◆ **The data**:
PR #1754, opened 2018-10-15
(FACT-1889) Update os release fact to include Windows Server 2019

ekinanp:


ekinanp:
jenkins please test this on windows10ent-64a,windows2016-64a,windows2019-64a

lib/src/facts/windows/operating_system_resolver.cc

---

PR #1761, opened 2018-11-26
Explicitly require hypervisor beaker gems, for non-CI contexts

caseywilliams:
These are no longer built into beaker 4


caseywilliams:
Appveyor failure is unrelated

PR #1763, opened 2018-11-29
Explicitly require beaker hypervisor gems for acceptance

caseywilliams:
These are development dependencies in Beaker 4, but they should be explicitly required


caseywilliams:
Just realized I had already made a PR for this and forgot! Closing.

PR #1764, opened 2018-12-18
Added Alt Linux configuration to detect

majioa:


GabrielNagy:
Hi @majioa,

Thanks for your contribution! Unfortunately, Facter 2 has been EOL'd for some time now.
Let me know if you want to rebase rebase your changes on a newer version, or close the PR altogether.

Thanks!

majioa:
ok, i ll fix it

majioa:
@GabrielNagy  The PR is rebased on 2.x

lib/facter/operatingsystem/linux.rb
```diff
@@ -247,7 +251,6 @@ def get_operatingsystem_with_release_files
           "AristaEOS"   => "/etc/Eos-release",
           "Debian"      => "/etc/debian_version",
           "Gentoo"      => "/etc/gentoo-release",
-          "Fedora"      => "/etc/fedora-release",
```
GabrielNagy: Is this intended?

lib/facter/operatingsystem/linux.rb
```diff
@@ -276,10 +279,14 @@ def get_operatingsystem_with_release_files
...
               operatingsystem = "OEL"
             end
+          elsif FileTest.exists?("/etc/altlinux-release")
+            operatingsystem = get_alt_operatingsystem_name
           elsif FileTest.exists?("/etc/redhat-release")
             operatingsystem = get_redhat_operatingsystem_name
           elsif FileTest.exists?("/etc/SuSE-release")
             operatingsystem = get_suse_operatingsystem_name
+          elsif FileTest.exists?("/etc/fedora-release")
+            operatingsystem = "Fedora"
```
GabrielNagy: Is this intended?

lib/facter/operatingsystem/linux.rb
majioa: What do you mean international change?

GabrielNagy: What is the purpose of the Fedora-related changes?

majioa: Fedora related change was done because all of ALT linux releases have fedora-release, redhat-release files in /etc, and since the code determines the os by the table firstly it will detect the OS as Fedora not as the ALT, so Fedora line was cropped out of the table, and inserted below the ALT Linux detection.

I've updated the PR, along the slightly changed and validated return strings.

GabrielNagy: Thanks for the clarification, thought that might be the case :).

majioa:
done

◆ **What is needed**:
Go over the data above and copy every line that has the word "exists" in it.

◆ **Answer**:
+          elsif FileTest.exists?("/etc/altlinux-release")
           elsif FileTest.exists?("/etc/redhat-release")
           elsif FileTest.exists?("/etc/SuSE-release")
+          elsif FileTest.exists?("/etc/fedora-release")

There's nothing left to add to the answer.